Perplexment of course is not just for non-scientists. When Joe Pickrell’s TreeMix paper came out five years ago there was a strange signal of gene flow between Northern Europeans and Native Americans. There was no obvious explanation at the time…but now we know what was going on.
It turns out that Northern Europeans and Native Americans share common ancestry from Pleistocene Siberians. The relationship between Europeans and Native Americans has long been hinted at in results from other methods, but it took ancient DNA for us to conceptualize a model which would explain the patterns we were seeing.
But in the context of the United States shared ancestry between Europeans and Native Americans is not particularly illuminating. Rather, what people want to know is if they exhibit signs of recent gene flow between these groups, in particular, many white Americans are curious if they have Native American heritage. They do not want to hear an explanation which involves the fusion of an East Asian population with Siberians that occurred 15,000 to 20,000 years ago, and then the emergence of Northern Europeans thorough successive amalgamations between Pleistocene, Neolithic, and Bronze Age, Eurasians.
In some of the inference methods Northern Europeans, often those with Finnic ancestry or relationship to Finnic groups, may exhibit signs of ancestry from the “Native American” cluster. But this is almost always a function of circumpolar gene flow, as well as the aforementioned Pleistocene admixtures. One way to avoid this would be to simply not report proportions which are below 0.5%. That way, people with higher “Native American” fractions would receive the results, and the proportions would be high enough that it was almost certainly indicative of recent admixture, which is what people care about.
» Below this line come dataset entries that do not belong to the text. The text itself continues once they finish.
PR #1468, opened 2019-11-30
Add GNU ASpell support for Linux

Waqar144:
Added **GNU ASpell** backend for faster and better spellchecking support especially for English language (Only on Linux for now)


pbek:
If it is breaking the current spellchecking I'd rather not want it in the develop branch :laughing:

Waqar144:
Seems like Travis has no Lib Aspell

Waqar144:
> If the PR it is breaking the current spellchecking I'd rather not want it in the develop branch 😆

Ahhahaha. No, it will not Break any existing functionality. It is an addition. Only one backend is used at a time. The option for switching backends is right above Languages menu. 
You should give it a try😉😜

Waqar144:
Dictionaries available at: https://ftp.gnu.org/gnu/aspell/dict/0index.html

This will provide much better spell checking for English language. It will also allow us to spell check languages like Finnish, which cannot be checked with Hunspell.

Easiest way to install dictionaries is using the package manager.

pbek:
> Easiest way to install dictionaries is using the package manager.

are we talking about "currently Linux-only support", right? are now external libraries needed to build QOwnNotes under Linux (that wouldn't be great)?

Waqar144:
> are we talking about "currently Linux-only support", right? 

Yes, it's linux only till now. Mac can be added easily (i think)

> are now external libraries needed to build QOwnNotes under Linux (that wouldn't be great)?

Yeah, libaspell is going to be necessary (it is available on all linux distros + mac).

What do you think?

src/mainwindow.ui
```diff
@@ -2541,6 +2547,11 @@ p, li { white-space: pre-wrap; }
     <string>Manage dictionaries</string>
    </property>
   </action>
+  <action name="actionasd">
+   <property name="text">
+    <string>asd</string>
```
pbek: What does that action? :) Is it a placeholder? The way you currently adding it it well need translation.

.travis.yml
```diff
@@ -43,7 +43,7 @@ install:
       sudo apt-add-repository -y ppa:ubuntu-toolchain-r/test
       sudo apt-add-repository -y ppa:beineri/opt-qt562-trusty
       sudo apt-get -qq update
-      sudo apt-get -qq install g++-4.8 libc6-i386 qt56tools qt56svg qt56script qt56websockets
+      sudo apt-get -qq install g++-4.8 libc6-i386 qt56tools qt56svg qt56script qt56websockets libaspell-dev
```
pbek: I'm very reluctant to now have an external dependency beside Qt to build at all 😞

src/mainwindow.ui
Waqar144: Nah, I didn't even add that. :thinking: 

The one I added was above that. I wonder how it got in there.

pbek: If it is a dummy-action that will be removed please name it that way and set the "no tranlation" flag on the text 😁

.travis.yml
Waqar144: Well,
this is optional. So I can abandon this if you want. No problems.

Embedding aspell, is going to be very very difficult.

I chose external lib because, aspell is available everywhere (except windows)

pbek:
> 
> Yeah, libaspell is going to be necessary (it is available on all linux distros + mac).
> 
> What do you think?

I don't like it. Beside me advertising that Qt is free of external dependencies beside Qt it will break all build systems not managed by myself. 😢

Waqar144:
> I don't like it. Beside me advertising that Qt is free of external dependencies beside Qt it will break all build systems not managed by myself. cry

Yeah for custom builds the user would have to `sudo xxx install libaspell-dev(or any of the 10 other names for aspell)` to build QON

.travis.yml
pbek: > Embedding aspell, is going to be very very difficult.

I wouldn't want to embed it neither for just having an optional 2nd spellchecker backend...
At best aspell support could be an optional flag that can be enabled at build time and if building doesn't take much longer this flag could be enabled by us in the different build systems.

Would users now also need to have the aspell installed to even run QOwnNotes?

Waqar144:
Alright I will leave this one :smile:

pbek:
> Yeah for custom builds the user would have to sudo xxx install libaspell-dev(or any of the 10 other names for aspell) to build QON

Some distros (like Fedora) have their own build system. Flatpack also isn't done by me.

pbek:
> Alright I will leave this one 😄

It could be a build flag.

Waqar144:
> It could be a build flag.

Like how?

pbek:
> Like how?

I guess like a env variable or qmake variable that could be set at build time, like I tried to do it with the initial Sonnet support I tried to add (I removed that code yesterday)

Waqar144:
> > Like how?
> 
> I guess like a env variable or qmake variable that could be set at build time, like I tried to do it with the initial Sonnet support I tried to add (I removed that code yesterday)

Ah yes, That's possible indeed.
But if the user or the packager wants aspell, or if we want to package it, it would still have to be included in all the build systems and scripts

Waqar144:
Maybe.. let me try and embed it. It's kind of a big library though.

Embedding it inside of QON (especially with windows support) would be a really big achievement.

src/mainwindow.ui
Waqar144: Done

.travis.yml
Waqar144: I have added the flags.

Let me test and confirm that it builds on mac/Linux with aspell.
Then I will add a global flag to turn it on/off completely.

> At best aspell support could be an optional flag that can be enabled at build time and if building doesn't take much longer this flag could be enabled by us in the different build systems.

Sounds good to me.

pbek:
> But if the user or the packager wants aspell, or if we want to package it, it would still have to be included in all the build systems and scripts

of course, but the build of users who don't include it will not break if they are not setting the flag  :grin:

Waqar144:
> > But if the user or the packager wants aspell, or if we want to package it, it would still have to be included in all the build systems and scripts
> 
> of course, but the build of users who don't include it will not break if they are not setting the flag 😁

The flag is in place now 🚀

Even with the flag on, the build system will check if aspell was found on the system and only then will the aspell backend get enabled.

src/mainwindow.cpp
```diff
@@ -102,6 +102,7 @@
 #include <utility>
 #include <QScreen>
 #include "libraries/sonnet/src/core/speller.h"
+#include "loader_p.h"
```
pbek: does this also need the #ifdef?

src/mainwindow.ui
```diff
@@ -2541,6 +2547,11 @@ p, li { white-space: pre-wrap; }
     <string>Manage dictionaries</string>
    </property>
   </action>
+  <action name="actionasd">
```
pbek: Do we need this action?

build-systems/aur/PKGBUILD
```diff
@@ -9,7 +9,7 @@ arch=('i686' 'x86_64' 'armv7h' 'aarch64')
 url='http://www.qownnotes.org/'
 license=('GPL2')
 groups=('qownnotes')
-depends=('qt5-base' 'qt5-svg' 'qt5-declarative' 'openssl' 'qt5-xmlpatterns' 'qt5-websockets')
+depends=('qt5-base' 'qt5-svg' 'qt5-declarative' 'openssl' 'qt5-xmlpatterns' 'qt5-websockets' 'aspell')
```
pbek: Do we want all those depends without the flag?

Waqar144: No.
I will disable these

src/mainwindow.cpp
Waqar144: Nopes. That's a relic

src/mainwindow.ui
Waqar144: I don't think so.
Will remove it as well

src/libraries/sonnet/src/core/sonnet-core.pri
```diff
@@ -35,6 +35,29 @@ HEADERS += $$PWD/client_p.h \
...
+        include($$PWD/../plugins/aspell/aspell.pri)
+        LIBS += -laspell
+    }
+}
+}
+
+#windows
+CONFIG(with_aspell) {
+win32: {
+    exists ("C:\\Qt\\5.13\\mingw73_32\\include\\aspell.h") {
```
pbek: That will break on AppVeyor as soon Qt 5.13 will not be used any more. And for the rest of the users it will probably never work. :grimacing:

Waqar144: Yes, this was just for the sake of completeness. :grimacing: 
It isn't supposed to work lol :grimacing: 

Aspell on windows has poor support.

pbek: Ok :)

pbek:
I turned on `CONFIG += with_aspell` in the project file but wasn't able to see the new menu item for selecting aspell. Did I miss anything?

Waqar144:
> I turned on `CONFIG += with_aspell` in the project file but wasn't able to see the new menu item for selecting aspell. Did I miss anything?

On Linux?

Make sure you have aspell installed.
and have aspell headers at `/usr/include/aspell.h`

pbek:
Works great now.

1) I didn't have libaspell-dev. I saw you actively check if `/usr/include/aspell.h` exists. Does that mean we can enable aspell support by default?

2) The dictionary manager doesn't work if aspell is selected, right? shouldn't we disable it in that case?

Waqar144:
> Works great now.
> 
>     1. I didn't have libaspell-dev. I saw you actively check if `/usr/include/aspell.h` exists. Does that mean we can enable aspell support by default? That would mean you could also enable all those repo depends again, right?

Well, yeah. We can enable it by default and it would only include `aspell` if we find aspell in the system. I put the extra check in there so that build systems don't fail.

>     2. The dictionary manager doesn't work if aspell is selected, right? shouldn't we disable it in that case?

Doesn't work? :thinking: 
You mean it doesn't have much purpose then, right?
It can be disabled, but `hunspell` is always enabled, always available so, I think if we leave it as it is, its probably fine. We can put a note on top saying, these dictionaries are for hunspell only.

pbek:
1) Awesome!
2) Hunspell is also enabled even if the backend is set to "Aspell"? Why the setting then? :grin:

Waqar144:
>     2. Hunspell is also enabled even if the backend is set to "Aspell"? Why the setting then? 😁

Haha, I mean, the hunspell backend is going to stay, it's always there as a fallback. But yeah, I think we should hide the dictionaries manager in case *aspell* is enabled.

Waqar144:
> Works great now.
> 
>     1. I didn't have libaspell-dev. I saw you actively check if `/usr/include/aspell.h` exists. Does that mean we can enable aspell support by default? That would mean you could also enable all those repo depends again, right?
> 
>     2. The dictionary manager doesn't work if aspell is selected, right? shouldn't we disable it in that case?

Should I re-enable those repo depends?

pbek:
> Should I re-enable those repo depends?

Yes, you can (in good hope that they will not break the build process :laughing:)

Waqar144:
> > Should I re-enable those repo depends?
> 
> Yes, you can (in good hope that they will not break the build process laughing)

I will send in the PR in a short while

Why am I telling you this? Because many journalists who report on direct-to-consumer genomics don’t understand the science well enough to grasp what’s being sold to the consumer (frankly, most biologists don’t know this field well either, even if they might use a barplot here and there).
And, the reality is that consumers have very specific parameters of what they want in terms of geographic and temporal information. They don’t want to be told true but trivial facts (e.g., they are Northern European). But neither they do want to know things which are so novel and at far remove from their interpretative frameworks that they simply can’t digest them (e.g., that Northern Europeans are a recent population construction which threads together very distinct strands with divergent deep time histories). In the parlance of cognitive anthropology consumers want their infotainment the way they want their religion, minimally counterintuitive. Consume some surprise. But not too much.